To conclude the argument. If (1.5) is true, then (1.4) and (1.1) are both false, and the Darwinian Problem of Evil is unsound. It is a further advantage of this response that, if it is an essential property non-human animals to possibly manifest the disposition to suffer pain, then the existence of non-human animal suffering is compatible with the existence of God. If the property is essential, then it is impossible that God should fink or mask that disposition in every possible world. But then it is possible that God exists in evolutionaily imperfect worlds.
1.6. It is possible that God exists in evolutionarily imperfect worlds.

Comments:
  • David Warwick

    “1.4. Were it true that God existed, then it would be true that no non-human animal in any possible world has the essential property of possibly manifesting the disposition to suffer painful mental states in some world.”
    There are two questions: what the animal is capable of, and God’s course of action.
    The animal first: there are possibly worlds where animals are incapable of feeling pain … if so, whatever happens in those worlds, there’s no animal suffering. If the only goal was to minimize animal pain, this would be the most straightforward world that would achieve that aim.
    However, we live in a world where animals can feel pain.
    Pain, though, is not a necessary condition. An individual animal in our world capable of suffering pain might theoretically live a pain free life. A pampered lapdog in an Imperial court, say.
    So the question is: is there a possible world where animals might feel pain, yet events transpire that none of them ever do?
    The answer would seem to be yes – there is a possible world where a trillion coin tosses all come up heads. An atheologian would concede that a world that seems even more unlikely than that – one where every animal death happens to be painless – is possible.
    Given the possibility, the question becomes one of God’s actions.
    If the thesis is:
    1. Animals can possibly suffer pain.
    2. God exists and can influence events to at least some extent.
    3. God seeks to minimize all pain.
    Then we’d expect a world where events show some trend where events transpire in a way that minimizes animal suffering.
    We’re confident about (1), the atheologian can neatly solve the problem by discounting (2), but if we accept (2), (3) remains a problem.

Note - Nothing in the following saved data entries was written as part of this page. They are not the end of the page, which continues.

PR #16830, opened 2020-07-16
package "funfields" version 0.04

fccm:
Rename package "funbits" to "funfields", and add new version 0.04 of this package.


avsm:
In general, we do not accept the deletion of older packages in the opam-repository, as this may break dependent packages. Funbits.0.02 has been in the opam-repository for over a year, so this isn't a short time window either.

Would you consider modifying this PR to just marking the older funbits packages with a `messages` field to indicate it has been renamed to funfields? It's fine to modify the older package metadata to reflect the new homepage and so on, to avoid broken links -- it's just dropping the `funbits` opam package name or modifying its distfile that is problematic.

fccm:
This is not a big package. Only 3 persons installed it, so I think IMHO that we don't have to worry that much about renaming it.

avsm:
I'm afraid the "3 people installing it" number isn't accurate -- we just don't keep these kind of statistics.  However, we have had several instances of projects breaking since they take a dependency on a small package, which subsequently disappears from the opam-repository.

The point of publishing multiple versions in opam-repo of a library is that those versions actually stick around -- if you rename something, then the only way the project depending on it can continue to work is by pinning to an older git revision of opam-repo, and missing out on other metadata fixes.

So yes, please do put back the funbits package. I only ask because time is indeed precious -- and that's why it's best not to remove packages without very good reason and risk breaking other people's code (e.g. for serious security or licensing violations).

avsm:
I've discussed this offline with @fccm and there is a good reason for the renaming, so this can be allowed.

fccm:
OK, I just added back an empty package `funbits.0.0.0` as yo suggested, with `synopsis` and `messages` fields defined as:
"Deprecated: This package was renamed into \"funfields\""

mseri:
Thanks for looking into it, and thanks for the release

Issue #16689, opened 2020-06-22
Checking for external dependency installed via coreutils


maroneze:
I'd like to add a package `conf-timeout` to check that the `timeout` command is installed in the machine, so that we can use it as a depext in our OCaml packages.

However, when using `conf-time` as inspiration for writing `conf-timeout`, I realized that in all systems I know of, `timeout` is installed via the `coreutils` package.

Therefore I wonder: is it useful to add such a package to opam-repository? Or can we assume that `coreutils` is always installed in the system? For instance, is it already an implicit dependency of installing opam? I think any VM/Docker having `opam` should probably already have `coreutils` installed, but I'm not entirely sure. From what I could gather, even FreeBSD and NetBSD have a `timeout` command, even if it is not POSIX; but I couldn't confirm whether OpenBSD does.

However, it seems that macOS does not contain a `timeout` command by default. In this case, a `conf-*` package might make sense. If you have more experience about the issue, could you please share it?

maroneze:
By the way, a related question: when creating such a small `conf-` package, should I assign myself as maintainer or someone else?

mseri:
If also in *BSD is part of some utils package, it could more generally be a `conf-coreutils` package, or something similar. Let's wait a few days, maybe somebody with OpenBSD knowledge can tell you about it.

As maintainer you can put yourself. For conf packages it's not really requiring much (if any) effort

maroneze:
Ok, I'll wait and create if it makes sense. My macOS colleague told me that Homebrew also has a `coreutils` package, so it should help macOS users.

maroneze:
Well, I was preparing a package, and I stumbled upon a very basic error: how to detect that `coreutils` is installed? Other than using a distribution-specific process (e.g. `dpkg` on Debian, `brew list coreutils` on Homebrew, etc), it seems that there is no generic way to check for them (e.g. `coreutils --version`). I could test a single utility (`timeout`, in my case), but it would not strictly guarantee that it is coreutils that is installed. In practice, I couldn't find any distribution where `timeout` was its own standalone package, so it might work, but then, would it be better than simply writing a `conf-timeout` package which uses `coreutils` as depexts?

mseri:
[...]

PR #16832, opened 2020-07-17
[conf-timeout] package to detect if timeout is available

maroneze:


mseri:
Cfr https://github.com/ocaml/opam-repository/issues/16689

mseri:
Not sure about the centos fail. I'll wait for @kit-ty-kate to have a look before doing anything

maroneze:
I just tried a centos Docker and got the same error. But what's worse, is that `which` is not available by default. I'll change the package to not require `conf-which`, using instead `command -v`, as recommended by [SO](https://stackoverflow.com/questions/592620/how-can-i-check-if-a-program-exists-from-a-bash-script).

maroneze:
It seems CentOS is a bit finnicky: it has both packages `coreutils` and `coreutils-single`, which conflict with each other. I don't think opam has a way to say "check if either of these is installed, otherwise try installing one", so I'm tempted to simply not check at all whether coreutils is available in CentOS (which should be the case most of the time), deferring the check to `command` itself. For instance, I just tried uninstalling `coreutils-single`, and I got an error saying that this would remove `systemd`, a protected package. So there's very little chance of that happening.

mseri:
Thanks, this has waited far too long

PR #16834, opened 2020-07-17
conf-binutils 0.3

gitoleg:
This PR introduces a new version of `conf-binutils` and constrains all `bap` packages to the old ones. The only package beyond `bap` universe that uses `conf-binutils` is `clangml`, and looks like it doesn't depend on our interface, so we leave it untouched.

What's new:

### Improved Search
We search for files that have `cxxfilt`, `objdump`, and `readelf` suffixes in the `brew` cellar, if one available, and in the `PATH` constituents. Instead of using tools from `findutils`, `which`, and `mdfind`, as we did before, we search for the matching files manually, using the OCaml `Sys.readdir` function.

The problem is that on macOS with `brew` we can't use which utility for the search: `binutils` formula is marked as `keg-only` and also can shadow system files, so even `brew link --force` doesn't link `binutils` somewhere in the `$PATH`. That's why we have problems with installing bap on macOS: `which gobjdump` doesn't return a path to the file anymore. With this PR this problem will be solved.

### Updated Opam Variables
Previously, we were creating two `opam` config variables per each tool, e.g. `objdump` and `objdump-targets`. But since all that we do with them on the bap side is concatenating them in one list, there is no need in several variables for one tool. Now we add only one, e.g `objdumps` or `cxxfilts` that contains a list of absolute paths to all discovered files for the given tool. The preferred tool still can be set via `opam` config or environment variable. In this case, it will be first in the paths list.

See https://github.com/BinaryAnalysisPlatform/opam-repository/pull/51 for more information and discussion.

### DIFF
--- a/packages/bap-cxxfilt/bap-cxxfilt.1.0.0/opam
+++ b/packages/bap-cxxfilt/bap-cxxfilt.1.0.0/opam
@@ -25,7 +25,7 @@ depends: [
   "ocaml"
   "bap-std" {= "1.0.0"}
   "bap-demangle" {= "1.0.0"}
-  "conf-binutils" {>= "0.2"}
+  "conf-binutils" {= "0.2"}
 ]
 synopsis: "A demangler that relies on a c++filt utility"
 url {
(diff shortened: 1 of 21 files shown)


avsm:
Firstly, thank you for linking to the discussion upstream in BAP -- very useful indeed. The opam repository abhors being the home of original OCaml code, but in the case of the binutils-finding script I can see why it's useful here and can make an exception to that guideline.  We're considering various options to split out the depext configuration packages from the rest of the opam repository in the future, and the binutils package provides a useful source of configuration complexity.

In an aside unrelated to this PR, it looks like a couple of BAP packages fail to build on OCaml 4.03 and 4.04. You may want a new PR to constrain those to prevent the build errors.

PR #16835, opened 2020-07-17
Package pa_ppx.0.01

chetmurthy:
### `pa_ppx.0.01`
PPX Rewriters for Ocaml, written using Camlp5
This is a collection of PPX rewriters, re-implementing those based on ppxlib
and other libraries, but instead based on Camlp5.  Included is also a collection
of support libraries for writing new PPX rewriters.  Included are:

pa_assert: ppx_assert
pa_ppx.deriving, pa_ppx.deriving_plugins (enum, eq, fold, iter, make, map, ord, sexp, show, yojson):
  ppx_deriving, plugins, ppx_sexp_conv, ppx_deriving_yojson
pa_ppx.expect_test: ppx_expect_test
pa_ppx.here: ppx_here
pa_ppx.import: ppx_import
pa_ppx.inline_test: ppx_inline_test

pa_ppx.undo_deriving: pa_ppx.deriving expands [@@deriving ...] into code; this rewriter undoes that.
pa_ppx.unmatched_vala: expands to match-cases (support library for camlp5-based PPX rewriters)
pa_ppx.hashrecons: support for writing AST rewriters that automatically fills in hash-consing boilerplate
pa_dock: implements doc-comment extraction for camlp5 preprocessors

Many of the reimplementations in fact offer significant enhanced
function, described in the pa_ppx documentation.  In addition, there
is an extensive test-suite, much of it slightly modified versions of
the tests for the respective PPX rewriters.

---
* Homepage: https://github.com/chetmurthy/pa_ppx
* Source repo: git+https://github.com/chetmurthy/pa_ppx.git
* Bug tracker: https://github.com/chetmurthy/pa_ppx/issues

---

### DIFF
--- a/packages/pa_ppx/pa_ppx.0.01/opam
+++ b/packages/pa_ppx/pa_ppx.0.01/opam
@@ -58,6 +58,10 @@ depexts: [
     "perl-string-shellquote"
     "perl-ipc-system-simple"
   ] {os-distribution = "alpine"}
+  [
+    "perl-string-shellquote"
+    "perl-ipc-system-simple"
+  ] {os-distribution = "centos"}
 ]
 
 build: [
--- a/packages/pa_ppx/pa_ppx.0.01/opam
+++ b/packages/pa_ppx/pa_ppx.0.01/opam
@@ -1,0 +1,69 @@
+synopsis: "PPX Rewriters for Ocaml, written using Camlp5"
+description:
+"""
+This is a collection of PPX rewriters, re-implementing those based on ppxlib
+and other libraries, but instead based on Camlp5.  Included is also a collection
+of support libraries for writing new PPX rewriters.  Included are:
+
+pa_assert: ppx_assert
+pa_ppx.deriving, pa_ppx.deriving_plugins (enum, eq, fold, iter, make, map, ord, sexp, show, yojson):
+  ppx_deriving, plugins, ppx_sexp_conv, ppx_deriving_yojson
+pa_ppx.expect_test: ppx_expect_test
+pa_ppx.here: ppx_here
+pa_ppx.import: ppx_import
+pa_ppx.inline_test: ppx_inline_test
+
+pa_ppx.undo_deriving: pa_ppx.deriving expands [@@deriving ...] into code; this rewriter undoes that.
+pa_ppx.unmatched_vala: expands to match-cases (support library for camlp5-based PPX rewriters)
+pa_ppx.hashrecons: support for writing AST rewriters that automatically fills in hash-consing boilerplate
+pa_dock: implements doc-comment extraction for camlp5 preprocessors
+
+Many of the reimplementations in fact offer significant enhanced
+function, described in the pa_ppx documentation.  In addition, there
+is an extensive test-suite, much of it slightly modified versions of
+the tests for the respective PPX rewriters.
+
+"""
+opam-version: "2.0"
+maintainer: "Chet Murthy <chetsky@gmail.com>"
+authors: ["Chet Murthy"]
+homepage: "https://github.com/chetmurthy/pa_ppx"
+license: "BSD-3-Clause"
+bug-reports: "https://github.com/chetmurthy/pa_ppx/issues"
+dev-repo: "git+https://github.com/chetmurthy/pa_ppx.git"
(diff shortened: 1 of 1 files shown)


avsm:
The perl depexts need to be settled before merging this, on Fedora at least (and OpenSUSE ideally).  Would you consider just rewriting the META generation in OCaml to avoid this depext on a new package?

chetmurthy:
I'll make another round of trying to get the depexts right.  I left it to run overnight, only b/c it wasn't making progress towards completion.  I'll add a comment when it's all working, or I've reached a dead-end.

META.pl mentions the two Perl modules, but doesn't actually use them (sheer laziness).  They -are- used in tools/LAUNCH, and are somewhat useful there.  I could eschew them, but would prefer to try to figure out how to get the depexts working, simply because these modules actually make writing perl-scripts that construct complex shell-commands much, much safer.

avsm:
You may find it easier to locally test by using Docker. You can `docker run -it ocaml/opam2:fedora` or `docker run -it ocaml/opam2:opensuse` to get the relevant environment to find the packages in.

chetmurthy:
Ohh yeah, I was gonna ask you that question after I got things working.  That's exactly what I had wished for!  Thank you!

chetmurthy:
All working, I think!

kit-ty-kate:
All JaneStreet packages have the `v` prefix to their version numbers. Could you return the fix in the opam file upstream?

packages/pa_ppx/pa_ppx.0.01/opam
```diff
@@ -0,0 +1,85 @@
...
+maintainer: "Chet Murthy <chetsky@gmail.com>"
+authors: ["Chet Murthy"]
+homepage: "https://github.com/chetmurthy/pa_ppx"
+license: "BSD-3-Clause"
+bug-reports: "https://github.com/chetmurthy/pa_ppx/issues"
+dev-repo: "git+https://github.com/chetmurthy/pa_ppx.git"
+doc: "https://github.com/chetmurthy/pa_ppx/doc"
+
+depends: [
+  "ocaml"       { = "4.10.0" }
```
kit-ty-kate, line 37: This constraint seems a little tight. Could this be changed to `>= "4.10.0" & < "4.11.0"` so that it also takes any future minor versions too? The internal API does not change in these minor versions.

chetmurthy: It's an excellent question!  So ... yes, the code should work for higher-numbered ocaml versions.  Heck, it should probably work for lower-numbered ones (though I haven't tested it, and since I don't really want to test camlp5 8.00 on lower-numbered ocaml versions, that's a non-starter).  But the problem is, I can't build (yet) pa_ppx against ocaml 4.11.0, b/c some of the packages it depends upon (to be fair, most of those deps are for testing purposes, but at least some of them are libraries that actually are -used- by pa_ppx) aren't yet ported to ocaml 4.11.0.

So as soon as pa_ppx can build agaiinst ocaml 4.11.0, I'll be able to put out a new release that bumps that version-number.

But also: there are some files that actually -do- depend on the Ocaml version.  Specifically, I apply pa_ppx (in the manner of `ppx_import`) against the types in `parsing/parsetree.mli` in order to generate pretty-printers and such for the Ocaml AST types.  Since those change from ocaml version to ocaml version, there is a workflow for generating versions of those types for a new version of ocaml.  But that workflow depends on pa_ppx being build-able (with a sort of "dummy" used instead of the generated code for the Ocaml AST types).

Hope that's clear.  Once those supporting packages all work with Ocaml 4.11.0, it will be a straightforward "build, run this, build, run this, build" sequence to update pa_ppx to support it.

chetmurthy: Oh ha, I see now what your'e saying, and will fix.  Sorry sorry.

chetmurthy:
I'm not sure what to do here.  The three failing tests appear to have failed even though all their subsidiary steps have succeeded?

chetmurthy:
Hmmm ... is this what's causing the problem?
```
(Failure "9p error: connection disconnected")
```

kit-ty-kate:
There was an issue in our CI. Sorry for that. Thanks!

PR #16837, opened 2020-07-18
Various fixes

kit-ty-kate:
cc @pirbo for tezos packages (tl;dr: lots of missing test dependencies in the latest versions)
cc @dinosaure I simply removed the tests for eqaf, they're not deterministic
cc @c-cube for the tests in containers


pirbo:
Thank you for all these, I'm taking them upstream...

PR #16838, opened 2020-07-19
Packages js_of_ocaml-webgpu.0.1 and js_of_ocaml-webidl.0.1

tari3x:
This pull-request concerns:
-`js_of_ocaml-webgpu.0.1`: Js_of_ocaml bindings for webgpu
-`js_of_ocaml-webidl.0.1`: Generate js_of_ocaml bindings from webidl definitions

---
* Homepage: https://github.com/tari3x/webgpu
* Bug tracker: https://github.com/tari3x/webgpu

---

### DIFF
--- a/packages/js_of_ocaml-webgpu/js_of_ocaml-webgpu.0.1/opam
+++ b/packages/js_of_ocaml-webgpu/js_of_ocaml-webgpu.0.1/opam
@@ -1,0 +1,25 @@
+opam-version: "2.0"
+synopsis: "Js_of_ocaml bindings for webgpu"
+maintainer: ["Misha Aizatulin <mihhail.aizatulin@gmail.com>"]
+authors: ["Misha Aizatulin <mihhail.aizatulin@gmail.com>"]
+license: "BSD-3-Clause"
+homepage: "https://github.com/tari3x/webgpu"
+bug-reports: "https://github.com/tari3x/webgpu"
+depends: [
+  "dune" {>= "2.2"}
+  "js_of_ocaml-webidl"
+]
+build: [
+  ["dune" "subst"] {pinned}
+  [
+    "dune"
+    "build"
+    "-p"
+    name
+    "-j"
+    jobs
+    "@install"
+    "@runtest" {with-test}
+    "@doc" {with-doc}
+  ]
+]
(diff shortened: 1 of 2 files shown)


tari3x:
So this adds two packages and one of them depends on the other. Looks like this is not supported? Should I get them published in turn?

mseri:
No, that is supported. There are a number of other issues.

The failures you see are due to the fact that the `opam` files you submitted do not contain the `source` field, that points to the source tarballs and provides the checksums. It seems that `opam-publish` is not picking up the tag `0.1`: I can't help much with that since I usually use `dune-release`. However, you can see if it picked the tag from the output. When `opam-publish` does cannot infer the sources location, it emits a warning about "virtual packages".

Once you add the sources, though, there build will still fail.
From a brief look at the code, `webidl` will fail at least due to the following missing dependencies
```
core async webidl ppx_deriving.runtime js_of_ocaml js_of_ocaml-lwt js_of_ocaml-ppx ppx_jane
```
a number of which seems to be required by `webgpu` as well.

Once those are added, I think we can look at the CI and see if there are further fixes needed.

tari3x:
So I made changes and crated tag 0.2 for that, but that means opam publish created a new pull request: https://github.com/ocaml/opam-repository/pull/16861

Should I drop that one and move tag 0.1 instead?

More questions: 
1. Are dependencies transitive? Is it enough for me to just add them to webidl and make webgpu depend on webidl only?
2. I'm not attached to opam publish, and could try dune-release. Is that going to mess things up since I already started with opam publish?

mseri:
> So I made changes and crated tag 0.2 for that, but that means opam publish created a new pull request: #16861
> 
> Should I drop that one and move tag 0.1 instead?

Either way is fine, it is not a problem for us to close this PR and directly release 0.2. You can do what you prefer

> Are dependencies transitive? Is it enough for me to just add them to webidl and make webgpu depend on webidl only?

They are in principle, unless specifically disable in dune, however is a good practice to list all the required dependencies in each package.

> I'm not attached to opam publish, and could try dune-release. Is that going to mess things up since I already started with opam publish?

No, they play along nicely. Since I see that also 0.2 has the same problems (lack of url for the sources and missing dependencies) I would suggest that you try to use dune-release and see how it goes. If the tag is already there you can do `dune-release -t yourtag` and should pick it up.

tari3x:
Trying dune-release, and it seems to not like dots in package names:
error  3: File format error in 'depends' at line 17, column 23: while expecting pkg-name: Invalid character in package name "ppx_deriving.runtime"

I'll try to go back to "opam release" and see why it's not creating a tarball.

tari3x:
Oh, I guess the thing in the deps should just be ppx_deriving...

tari3x:
All right, dune-release worked: created a new PR: https://github.com/ocaml/opam-repository/pull/16885

mseri:
I am going to close this since there is the new one.

PR #16842, opened 2020-07-20
Patch cohttp-2.5.2, revert semantic change in Header.replace

mseri:
See https://github.com/mirage/ocaml-cohttp/issues/701

Note that 2.5.3 is not being patched since a new minor release will be submitted once https://github.com/mirage/ocaml-cohttp/pull/702 is merged.


hannesm:
it may be worth to mark 2.5.2 (and 2.5.3) as `available: false` to avoid users installing these versions which semantics were changed

mseri:
Sure, I'll send a separate pr for those

PR #17112, opened 2020-09-03
added packages/omlr/omlr.1.0.2/opam

UnixJunkie:


UnixJunkie:
The failure on FreeBSD is due to conf-r not supporting FreeBSD.
I sent a trial fix here: https://github.com/ocaml/opam-repository/pull/17121

kit-ty-kate:
Thanks

PR #17116, opened 2020-09-03
Fix ocaml-variants.4.10.0+nnpcheck

dra27:
The opam package didn't actually disable no-naked-pointers!


avsm:
Um, this might explain the lack of positive hits, except for @nojb who didn't use opam for this!

PR #17117, opened 2020-09-03
[new release] sihl (0.1.0)

jerben:
The modular functional web framework

- Project page: <a href="https://github.com/oxidizing/sihl">https://github.com/oxidizing/sihl</a>
- Documentation: <a href="https://oxidizing.github.io/sihl/">https://oxidizing.github.io/sihl/</a>

### Fixed
- DB connection leaks caused deadlocks
- Provide all service dependencies using functors
- Move Opium & Cohttp specific stuff into the web server service implementation to allow for swappable implementation based on something like httpaf
- Inject log service to all other services by default

### Added
- Support letters 0.2.0 for SMTP emailing
- Switch to exception based service API
- HTTP Response API to respond with file `Sihl.Web.Res.file`

### Fixed
- Stop running integration tests during OPAM release

### Added
- Initial release of Sihl

### DIFF
--- a/packages/sihl/sihl.0.1.0/opam
+++ b/packages/sihl/sihl.0.1.0/opam
@@ -1,0 +1,70 @@
+opam-version: "2.0"
+synopsis: "The modular functional web framework"
+description: "Build web apps fast with long-term maintainability in mind."
+maintainer: ["josef@oxidizing.io"]
+authors: ["Josef Erben"]
+license: "MIT"
+homepage: "https://github.com/oxidizing/sihl"
+doc: "https://oxidizing.github.io/sihl/"
+bug-reports: "https://github.com/oxidizing/sihl/issues"
+depends: [
+  "dune" {>= "2.4"}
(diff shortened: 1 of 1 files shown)


jerben:
Travis fails on Mac OS:

```
The packages you requested declare the following system dependencies. Please
make sure they are installed before retrying:
    openssl
```

kit-ty-kate:
I've fixed a few tiny things in your package description:
* `{dev}` dependencies are dependencies required when the user wants to get the master branch of your package. This is quite different from a short cut for people to install their favourite development software. I would encourage you to instead add a custom Makefile rule to install them or something similar.
* Some version numbers were missing their `v` prefix, required for JaneStreet packages.
* `alcotest` was required twice. Once as a normal dependency and the other as a test dependency. Since the later is redundant I removed it.

Could your return these fixes in the opam file upstream? Otherwise this seems good, thanks a lot!

jerben:
Thanks a for the review, opam file is fixed upstream!

PR #17118, opened 2020-09-03
conf-secp256k1: macOS package is in domt4/crypto tap

anton-trunov:
`secp256k1` is not part of the Homebrew core anymore and instead is available as a *tap*. This is the tap's current address: https://github.com/DomT4/homebrew-crypto. `opam depext` fails to install `secp256k1` because of this.


kit-ty-kate:
Sounds good. Thanks a lot!

PR #17119, opened 2020-09-03
core: does not build on ppc64

avsm:
upstream at https://github.com/janestreet/core/issues/140
Reported originally at https://github.com/mirage/ocaml-cohttp/pull/709


kit-ty-kate:
Thanks a lot!

PR #17122, opened 2020-09-04
[new release] daypack-lib.0.0.4

darrenldl:
Daypack-lib is a schedule, time and time slots handling library

Homepage: https://github.com/daypack-dev/daypack-lib
Repo: git+https://gitlab.com/daypack-dev/daypack-lib.git
Issue tracker: https://github.com/daypack-dev/daypack-lib/issues

### DIFF
--- a/packages/daypack-lib/daypack-lib.0.0.4/opam
+++ b/packages/daypack-lib/daypack-lib.0.0.4/opam
@@ -1,6 +1,4 @@
 opam-version: "2.0"
-name: "daypack-lib"
-version: "0.0.4"
 synopsis: "A schedule, time and time slots handling library"
 description: """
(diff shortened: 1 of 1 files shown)


kit-ty-kate:
`dune install` is unnecessary and not recommended when using opam. `dune build` already creates a `<pkg>.install` file that opam is going to use to install everything.

Could you return the fix in your opam file upstream so that it is taken into account for the future?

Otherwise this looks fine. Thanks.

darrenldl:
Aha, thanks for letting me know.

Is it desirable for me to patch the opam files of the previous published versions (in another PR)?

kit-ty-kate:
> Is it desirable for me to patch the opam files of the previous published versions (in another PR)?

That'd be really helpful yes :relaxed:

PR #17128, opened 2020-09-04
Correct OCaml lowerbound for old PCRE

dra27:
I was doing some archaeology and discovered a missing lowerbound on PCRE.


kit-ty-kate:
Thanks!

PR #17130, opened 2020-09-04
ppx string.v0.14.1

xclerc:
Should properly fix https://github.com/janestreet/ppx_string/issues/1 and https://github.com/janestreet/ppx_string/issues/2.


mseri:
Looks good. Thanks

PR #17134, opened 2020-09-04
Tezos node.7.4

pirbo:
This is the first part of the Tezos v7.4 release (the client part)

This release is only about adding the "economic protocol" under vote on the mainnet chain and giving access to its corresponding test-network. Nothing else changed.


kit-ty-kate:
Thanks!

PR #17136, opened 2020-09-05
Why3 1.3.2

silene:


silene:
The CI error is on FreeBSD, where the `lablgtk` dependency of `why3-ide` failed to install. (Package `why3`, however, was successful.)

kit-ty-kate:
Thanks!

PR #17147, opened 2020-09-07
Compile dune 2.7.1 without interbranch propagation

garrigue:
This applies a patch to dune 2.7.1 so that it can be compiled with the `garrigue:remove_interbranch_propagation_410` branch.
Note that it only adds (correct) type annotations, so it cannot break anything :-)

(This is for testing purposes)

### DIFF
--- a/packages/dune/dune.2.7.1/opam
+++ b/packages/dune/dune.2.7.1/opam
@@ -46,6 +46,9 @@ depends: [
   "base-unix"
   "base-threads"
 ]
+patches: [
+  ["dune_no_propagation.diff" "md5=24d098fcb1f0c141c2d32a55986e5311"]
+]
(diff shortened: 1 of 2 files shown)


emillon:
If that does the right thing for you, no problem to add this to dune master of course.

packages/dune/dune.2.7.1/opam
```diff
@@ -46,6 +46,9 @@ depends: [
   "base-unix"
   "base-threads"
 ]
+patches: [
+  ["dune_no_propagation.diff" "md5=24d098fcb1f0c141c2d32a55986e5311"]
```
mseri, line 50:
```suggestion
  "dune_no_propagation.diff"
```

Afaik extra-files require the hash but not the patches

mseri: This should make camelus happy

    October 29, 2010 — 7:37
  • David

    >>So we should expect that it takes much less of a departure from the actual world for the consequent of (1.5) to be true than for the consequent of (1.4) to be true.
    This seems right, but in trying to determine whether to accept (1.4) or (1.5), don’t you have to consider the similarity to the actual world of the consequent on the assumption that the antecedent holds, not just the consequent taken by itself?
    Compare, (a),Were it true that Martians exist, they would have contacted us; (b) Were it true that Martians exist, they would not have contacted us. It wouldn’t be reasonable to say that we have more reason to accept (b) than (a) because in possible worlds close to the actual world, Martians haven’t contacted us.

    October 29, 2010 — 9:56
  • Steve Jeffers

    > 1.1 Were it true that God existed, then there
    > would be no non-human animal suffering in any
    > possible world.
    I think this overstates the atheist claim. I think the claim would have to be that pain is *possible*, and that the presence of a benevolent God need not completely eradicate pain, but there would be evidence that pain was … mitigated to at least some extent (up to and including it being eliminated).
    Human suffering makes sense in a bigger picture of a world with an afterlife – it’s a price worth paying for infinite bliss (the infinite payoff imagined by Pascal’s Wager). Or knowledge of suffering is necessary for an informed decision that might lead us to Hell.
    This isn’t a factor in animal suffering.
    (In most – not all – religious traditions, there are very few sanctions against humans who inflict pain on animals. The Christian God actively encourages it: Genesis 9:2 – “And the fear of you and the dread of you shall be upon every beast of the earth, and upon every fowl of the air, upon all that moveth [upon] the earth, and upon all the fishes of the sea; into your hand are they delivered.”)
    We can, of course, imagine a world with more instances of animal pain. Perhaps it is impossible to eliminate all pain and God is eliminating all possible pain. But we find it easy to imagine a world with all the conditions of ours but with fewer instances – even just one less is enough – of animal pain. A naive way of putting it might be ‘were I God, I feel I could do more to alleviate the suffering of animals’.

    October 29, 2010 — 11:23
  • Mike Almeida

    David,
    I’m not sure I follow you. The question is whether it is possible for God to coexist with pointless animal suffering. The atheologian says yes. It is possible that necessarily no non-human animal suffers pain. They offer the counterpossible argument above. My worry is that the counterpossible is false. Does that make better sense?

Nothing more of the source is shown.